Consecrated Ground: Funerary Art of New Orleans by Lisa L Cook
My rating: 4 of 5 stars
If you truly love someone, impress her with this magnificent book. It’s 12×15 inches and chock full of black-and-white photos of grave monuments in New Orleans. Cook focuses on the old favorites of Metairie Cemetery’s lovely marble maidens and Holt Cemetery’s handmade tributes, but she also ranges into the less-often viewed St. Louis #3 and St. Patrick cemeteries, documenting beauties where even a dedicated cemetery maven might fear to tread.
Cook’s kooky perspective initially disorients the viewer. Often her photos are tilted to the left, swaying drunkenly across the uneven ground.

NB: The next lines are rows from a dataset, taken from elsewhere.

PR #218, opened 2018-01-24
Allow battles with multiple bosses

tweettypography:
Allows multiple bosses to be in the room at the same time, and won't start the fight if there are no human players in the ring even if there are multiple bosses. Bosses also won't target each other by default.

### DIFF
--- a/helpers/targeting-strategies.js
+++ b/helpers/targeting-strategies.js
@@ -2,6 +2,7 @@ const sample = require('lodash.sample');
 
 const TARGET_HIGHEST_HP_PLAYER = 'TARGET_HIGHEST_HP_PLAYER';
 const TARGET_HIGHEST_XP_PLAYER = 'TARGET_HIGHEST_XP_PLAYER';
+const TARGET_HUMAN_PLAYER_WEAK = 'TARGET_HUMAN_PLAYER_WEAK';
 const TARGET_LOWEST_HP_PLAYER = 'TARGET_LOWEST_HP_PLAYER';
 const TARGET_MAX_HP_PLAYER = 'TARGET_MAX_HP_PLAYER';
 const TARGET_NEXT_PLAYER = 'TARGET_NEXT_PLAYER';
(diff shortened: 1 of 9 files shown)


ring/index.js
```diff
@@ -219,29 +220,51 @@ class Ring extends BaseClass {
...
+					hasBoss = true;
+					return false;
+				}
+
+				return true;
+			});
+
+			return {
+				contestants: playerContestants,
+				numberOfMonstersInRing: playerContestants.length + (hasBoss ? 1 : 0)
```
cormacmccarthy: Does this calculate correctly if there is more than one boss in the ring?

helpers/targeting-strategies.js
```diff
@@ -44,6 +45,20 @@ function getTarget ({ playerContestant, contestants = [], strategy = TARGET_NEXT
 				return potentialTarget;
 			}, defaultTarget);
 		}
+		case TARGET_HUMAN_PLAYER_WEAK: {
```
cormacmccarthy: This seems to just be targeting a random human player rather than the weakest.

Also, if it truly isn't random and is picking a target, I'd rather see this target the human with the highest AC (the "tank") by default, and then for special boss battles we could have different strategies.

tweettypography: Not "weak" human player, it's the "weak" version of target human player - just does the one next to you or looks for a random one. The "strong" version would probably allow bosses to win collectively and to try to take out key players.

ring/index.js
tweettypography: Yes - basically if there are 1 or 100 bosses in the ring they're only "worth" 1

helpers/targeting-strategies.js
tweettypography: I guess I could just call it `TARGET_HUMAN_PLAYER_RANDOM` if you like that better, though it will use the "player next to me" strategy over random if possible so it would be a bit of a misnomer.

PR #220, opened 2018-01-25
Initial items PR

tweettypography:
Allow hydration of items and transfer of items between creatures (in particular, between a character and their monsters). Also adds a lottery ticket as an example of something that can be used by a character rather than a monster.

### DIFF
--- a/cards/sandstorm.js
+++ b/cards/sandstorm.js
@@ -79,7 +79,8 @@ class SandstormCard extends BlastCard {
 							effectResult: `${this.icon} lost in a cloud of blinding sand kicked up by`,
 							player: sandstormPlayer,
 							target: sandstormTarget,
-							ring
+							ring,
+							narration: `In the confusion of the sandstorm, ${sandstormTarget.givenName} will have trouble targeting ${sandstormTarget.pronouns.his} action.`
 						});
 
 						const oldTargets = getTargets.call(card, player, proposedTarget, ring, activeContestants);
--- a/cards/sandstorm.js
+++ b/cards/sandstorm.js
@@ -80,7 +80,7 @@ class SandstormCard extends BlastCard {
 							player: sandstormPlayer,
 							target: sandstormTarget,
 							ring,
-							narration: `In the confusion of the sandstorm, ${sandstormTarget.givenName} will have trouble targeting ${sandstormTarget.pronouns.his} action.`
+							narration: `In the confusion of the sandstorm, ${sandstormTarget.givenName} will have trouble with ${sandstormTarget.pronouns.his} aim.`
 						});
 
 						const oldTargets = getTargets.call(card, player, proposedTarget, ring, activeContestants);
--- a/game.js
+++ b/game.js
@@ -247,36 +247,15 @@ class Game extends BaseClass {
 						.catch(err => log(err));
 				},
 				equipMonster ({ monsterName, cardSelection } = {}) {
-					let selectedCards;
-
-					if (cardSelection) {
-						selectedCards = getArray(cardSelection);
-						if (selectedCards && !Array.isArray(selectedCards)) selectedCards = [selectedCards];
-					}
-
-					return character.equipMonster({ monsterName, cardSelection: selectedCards, channel })
+					return character.equipMonster({ monsterName, cardSelection: getArray(cardSelection), channel })
 						.catch(err => log(err));
 				},
 				giveItemsToMonster ({ monsterName, itemSelection } = {}) {
-					let selectedItems;
-
-					if (itemSelection) {
-						selectedItems = getArray(itemSelection);
-						if (selectedItems && !Array.isArray(selectedItems)) selectedItems = [selectedItems];
-					}
-
-					return character.giveItemsToMonster({ monsterName, itemSelection: selectedItems, channel })
+					return character.giveItemsToMonster({ monsterName, itemSelection: getArray(itemSelection), channel })
 						.catch(err => log(err));
 				},
 				takeItemsFromMonster ({ monsterName, itemSelection } = {}) {
-					let selectedItems;
-
-					if (itemSelection) {
-						selectedItems = getArray(itemSelection);
-						if (selectedItems && !Array.isArray(selectedItems)) selectedItems = [selectedItems];
-					}
-
-					return character.takeItemsFromMonster({ monsterName, itemSelection: selectedItems, channel })
+					return character.takeItemsFromMonster({ monsterName, itemSelection: getArray(itemSelection), channel })
 						.catch(err => log(err));
 				},
 				callMonsterOutOfTheRing ({ monsterName } = '') {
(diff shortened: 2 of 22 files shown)


cards/sandstorm.js
```diff
@@ -79,7 +79,8 @@ class SandstormCard extends BlastCard {
 							effectResult: `${this.icon} lost in a cloud of blinding sand kicked up by`,
 							player: sandstormPlayer,
 							target: sandstormTarget,
-							ring
+							ring,
+							narration: `In the confusion of the sandstorm, ${sandstormTarget.givenName} will have trouble targeting ${sandstormTarget.pronouns.his} action.`
```
cormacmccarthy: Sounds almost like they are "targeting their action" ("aiming _at_ their action"). There's got to be a better phrasing for this, but I'm having trouble finding it. Maybe... "aiming at targets"?

game.js
```diff
@@ -246,16 +247,15 @@ class Game extends BaseClass {
...
-					if (cardSelection) {
-						if (cardSelection.includes(', ')) {
-							selectedCards = cardSelection.split(', ');
-						} else {
-							selectedCards = cardSelection.split(' ');
-						}
-					}
-
-					return character.equipMonster({ monsterName, cardSelection: selectedCards, channel })
+					return character.equipMonster({ monsterName, cardSelection: getArray(cardSelection), channel })
```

Cook is fascinated by telling details on the monuments before her: the lopped-off branches on a wrought-iron fence, the grain of stone in an angel’s robe, the words “No Fer-goat” hand-lettered on a board, the stone feathers on a broad-chested double-headed eagle, the tendons crossing the back of a bronze hand, the coils of a maiden’s ringlets. The elements that capture her attention make this wonderfully idiosyncratic book a window into the soul of the artist behind it.
In addition to some truly spectacular photos of angels and muses, Cook features some pinnacles of ironwork. I don’t remember ever seeing such a fine collection of it elsewhere. She also turns her camera onto broken tombs and vandalized statuary which, in perspective of the wonders surrounding it in this book, make the damage that much more poignant. She drives her point in the most telling way possible.
Also included in the book are Cook’s beautiful pencil sketches, a brief historical essay of each on the nine graveyards she visits, a key to cemetery symbolism, and a bibliography.
This huge book is clearly a labor of love. It’s worth finding space on your shelves for it.
This review originally appeared in Morbid Curiosity #6, after I met Cook at the Association for Gravestone Studies’ conference in San Francisco.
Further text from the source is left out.